Saved data entries
----
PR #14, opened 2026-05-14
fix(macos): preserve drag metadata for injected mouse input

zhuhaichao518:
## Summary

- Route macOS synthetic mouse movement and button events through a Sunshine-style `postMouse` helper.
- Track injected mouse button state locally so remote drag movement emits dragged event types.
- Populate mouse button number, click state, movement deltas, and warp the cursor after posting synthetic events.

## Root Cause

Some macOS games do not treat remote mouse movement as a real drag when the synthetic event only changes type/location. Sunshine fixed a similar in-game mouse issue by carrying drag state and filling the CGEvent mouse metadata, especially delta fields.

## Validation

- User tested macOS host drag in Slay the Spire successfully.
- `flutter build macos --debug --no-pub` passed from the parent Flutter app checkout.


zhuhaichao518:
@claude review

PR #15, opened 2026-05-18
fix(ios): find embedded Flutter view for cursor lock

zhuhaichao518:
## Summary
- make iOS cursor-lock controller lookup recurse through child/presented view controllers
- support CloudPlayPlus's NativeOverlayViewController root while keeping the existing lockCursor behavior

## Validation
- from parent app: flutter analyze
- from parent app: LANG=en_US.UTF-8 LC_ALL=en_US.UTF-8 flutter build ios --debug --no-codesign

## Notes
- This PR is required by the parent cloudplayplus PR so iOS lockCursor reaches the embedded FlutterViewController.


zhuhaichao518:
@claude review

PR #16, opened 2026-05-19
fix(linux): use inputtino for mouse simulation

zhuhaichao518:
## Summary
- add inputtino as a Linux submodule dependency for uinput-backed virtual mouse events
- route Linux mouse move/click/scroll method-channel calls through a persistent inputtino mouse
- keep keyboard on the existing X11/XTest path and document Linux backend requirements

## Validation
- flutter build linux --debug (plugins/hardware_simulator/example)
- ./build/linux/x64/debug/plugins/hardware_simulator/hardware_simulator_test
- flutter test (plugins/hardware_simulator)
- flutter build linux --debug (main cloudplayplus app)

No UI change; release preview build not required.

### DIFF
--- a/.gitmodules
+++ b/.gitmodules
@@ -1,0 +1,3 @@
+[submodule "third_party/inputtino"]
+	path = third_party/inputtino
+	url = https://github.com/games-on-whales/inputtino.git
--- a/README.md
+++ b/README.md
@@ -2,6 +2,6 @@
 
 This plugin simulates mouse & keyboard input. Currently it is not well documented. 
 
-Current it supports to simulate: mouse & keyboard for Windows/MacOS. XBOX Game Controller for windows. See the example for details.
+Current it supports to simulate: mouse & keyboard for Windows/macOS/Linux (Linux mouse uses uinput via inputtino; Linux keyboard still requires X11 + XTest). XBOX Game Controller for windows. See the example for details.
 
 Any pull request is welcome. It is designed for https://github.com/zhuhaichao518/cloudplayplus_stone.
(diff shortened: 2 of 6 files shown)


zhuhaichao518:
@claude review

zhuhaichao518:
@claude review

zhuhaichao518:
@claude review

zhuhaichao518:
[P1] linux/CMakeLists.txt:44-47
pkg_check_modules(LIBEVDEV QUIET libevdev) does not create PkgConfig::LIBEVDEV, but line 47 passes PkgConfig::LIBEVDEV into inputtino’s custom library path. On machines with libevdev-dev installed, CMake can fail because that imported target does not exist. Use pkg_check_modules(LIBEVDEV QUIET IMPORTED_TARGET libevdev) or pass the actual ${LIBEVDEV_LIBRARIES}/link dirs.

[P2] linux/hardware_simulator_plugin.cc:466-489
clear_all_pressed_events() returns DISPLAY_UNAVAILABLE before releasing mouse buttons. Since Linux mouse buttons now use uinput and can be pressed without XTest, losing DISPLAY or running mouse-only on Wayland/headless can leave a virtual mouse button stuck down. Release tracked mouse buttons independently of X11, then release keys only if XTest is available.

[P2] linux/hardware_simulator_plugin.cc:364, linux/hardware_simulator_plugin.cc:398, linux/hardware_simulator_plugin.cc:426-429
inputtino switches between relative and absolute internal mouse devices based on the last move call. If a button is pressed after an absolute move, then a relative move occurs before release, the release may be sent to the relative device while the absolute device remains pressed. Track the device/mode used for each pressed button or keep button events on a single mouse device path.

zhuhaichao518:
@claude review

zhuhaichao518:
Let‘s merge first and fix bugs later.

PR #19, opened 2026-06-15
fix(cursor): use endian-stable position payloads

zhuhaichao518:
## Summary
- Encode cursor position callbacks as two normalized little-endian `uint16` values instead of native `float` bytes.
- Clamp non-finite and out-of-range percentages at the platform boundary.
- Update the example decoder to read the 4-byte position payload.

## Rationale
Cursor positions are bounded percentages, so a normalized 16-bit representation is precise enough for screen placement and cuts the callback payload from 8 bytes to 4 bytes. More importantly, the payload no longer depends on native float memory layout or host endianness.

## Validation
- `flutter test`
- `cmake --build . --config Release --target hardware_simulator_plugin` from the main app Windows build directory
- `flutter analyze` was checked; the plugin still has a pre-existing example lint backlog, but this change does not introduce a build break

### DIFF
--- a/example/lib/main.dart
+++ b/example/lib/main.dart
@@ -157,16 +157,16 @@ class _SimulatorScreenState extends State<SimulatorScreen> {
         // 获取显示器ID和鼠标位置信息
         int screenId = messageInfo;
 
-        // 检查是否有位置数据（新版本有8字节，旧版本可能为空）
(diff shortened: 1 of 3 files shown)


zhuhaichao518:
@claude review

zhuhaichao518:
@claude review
----
(ABOUT THIS EXERCISE) The records above are to be output in full and without error.

(OUTPUT)
PR #14, opened 2026-05-14
fix(macos): preserve drag metadata for injected mouse input

zhuhaichao518:
## Summary

- Route macOS synthetic mouse movement and button events through a Sunshine-style `postMouse` helper.
- Track injected mouse button state locally so remote drag movement emits dragged event types.
- Populate mouse button number, click state, movement deltas, and warp the cursor after posting synthetic events.

## Root Cause

Some macOS games do not treat remote mouse movement as a real drag when the synthetic event only changes type/location. Sunshine fixed a similar in-game mouse issue by carrying drag state and filling the CGEvent mouse metadata, especially delta fields.

## Validation

- User tested macOS host drag in Slay the Spire successfully.
- `flutter build macos --debug --no-pub` passed from the parent Flutter app checkout.


zhuhaichao518:
@claude review

PR #15, opened 2026-05-18
fix(ios): find embedded Flutter view for cursor lock

zhuhaichao518:
## Summary
- make iOS cursor-lock controller lookup recurse through child/presented view controllers
- support CloudPlayPlus's NativeOverlayViewController root while keeping the existing lockCursor behavior

## Validation
- from parent app: flutter analyze
- from parent app: LANG=en_US.UTF-8 LC_ALL=en_US.UTF-8 flutter build ios --debug --no-codesign

## Notes
- This PR is required by the parent cloudplayplus PR so iOS lockCursor reaches the embedded FlutterViewController.


zhuhaichao518:
@claude review

PR #16, opened 2026-05-19
fix(linux): use inputtino for mouse simulation

zhuhaichao518:
## Summary
- add inputtino as a Linux submodule dependency for uinput-backed virtual mouse events
- route Linux mouse move/click/scroll method-channel calls through a persistent inputtino mouse
- keep keyboard on the existing X11/XTest path and document Linux backend requirements

## Validation
- flutter build linux --debug (plugins/hardware_simulator/example)
- ./build/linux/x64/debug/plugins/hardware_simulator/hardware_simulator_test
- flutter test (plugins/hardware_simulator)
- flutter build linux --debug (main cloudplayplus app)

No UI change; release preview build not required.

### DIFF
--- a/.gitmodules
+++ b/.gitmodules
@@ -1,0 +1,3 @@
+[submodule "third_party/inputtino"]
+	path = third_party/inputtino
+	url = https://github.com/games-on-whales/inputtino.git
--- a/README.md
+++ b/README.md
@@ -2,6 +2,6 @@
 
 This plugin simulates mouse & keyboard input. Currently it is not well documented. 
 
-Current it supports to simulate: mouse & keyboard for Windows/MacOS. XBOX Game Controller for windows. See the example for details.
+Current it supports to simulate: mouse & keyboard for Windows/macOS/Linux (Linux mouse uses uinput via inputtino; Linux keyboard still requires X11 + XTest). XBOX Game Controller for windows. See the example for details.
 
 Any pull request is welcome. It is designed for https://github.com/zhuhaichao518/cloudplayplus_stone.
(diff shortened: 2 of 6 files shown)


zhuhaichao518:
@claude review

zhuhaichao518:
@claude review

zhuhaichao518:
@claude review

zhuhaichao518:
[P1] linux/CMakeLists.txt:44-47
pkg_check_modules(LIBEVDEV QUIET libevdev) does not create PkgConfig::LIBEVDEV, but line 47 passes PkgConfig::LIBEVDEV into inputtino’s custom library path. On machines with libevdev-dev installed, CMake can fail because that imported target does not exist. Use pkg_check_modules(LIBEVDEV QUIET IMPORTED_TARGET libevdev) or pass the actual ${LIBEVDEV_LIBRARIES}/link dirs.

[P2] linux/hardware_simulator_plugin.cc:466-489
clear_all_pressed_events() returns DISPLAY_UNAVAILABLE before releasing mouse buttons. Since Linux mouse buttons now use uinput and can be pressed without XTest, losing DISPLAY or running mouse-only on Wayland/headless can leave a virtual mouse button stuck down. Release tracked mouse buttons independently of X11, then release keys only if XTest is available.

[P2] linux/hardware_simulator_plugin.cc:364, linux/hardware_simulator_plugin.cc:398, linux/hardware_simulator_plugin.cc:426-429
inputtino switches between relative and absolute internal mouse devices based on the last move call. If a button is pressed after an absolute move, then a relative move occurs before release, the release may be sent to the relative device while the absolute device remains pressed. Track the device/mode used for each pressed button or keep button events on a single mouse device path.

zhuhaichao518:
@claude review

zhuhaichao518:
Let‘s merge first and fix bugs later.

PR #19, opened 2026-06-15
fix(cursor): use endian-stable position payloads

zhuhaichao518:
## Summary
- Encode cursor position callbacks as two normalized little-endian `uint16` values instead of native `float` bytes.
- Clamp non-finite and out-of-range percentages at the platform boundary.
- Update the example decoder to read the 4-byte position payload.

## Rationale
Cursor positions are bounded percentages, so a normalized 16-bit representation is precise enough for screen placement and cuts the callback payload from 8 bytes to 4 bytes. More importantly, the payload no longer depends on native float memory layout or host endianness.

## Validation
- `flutter test`
- `cmake --build . --config Release --target hardware_simulator_plugin` from the main app Windows build directory
- `flutter analyze` was checked; the plugin still has a pre-existing example lint backlog, but this change does not introduce a build break

### DIFF
--- a/example/lib/main.dart
+++ b/example/lib/main.dart
@@ -157,16 +157,16 @@ class _SimulatorScreenState extends State<SimulatorScreen> {
         // 获取显示器ID和鼠标位置信息
         int screenId = messageInfo;
 
-        // 检查是否有位置数据（新版本有8字节，旧版本可能为空）
(diff shortened: 1 of 3 files shown)


zhuhaichao518:
@claude review

zhuhaichao518:
@claude review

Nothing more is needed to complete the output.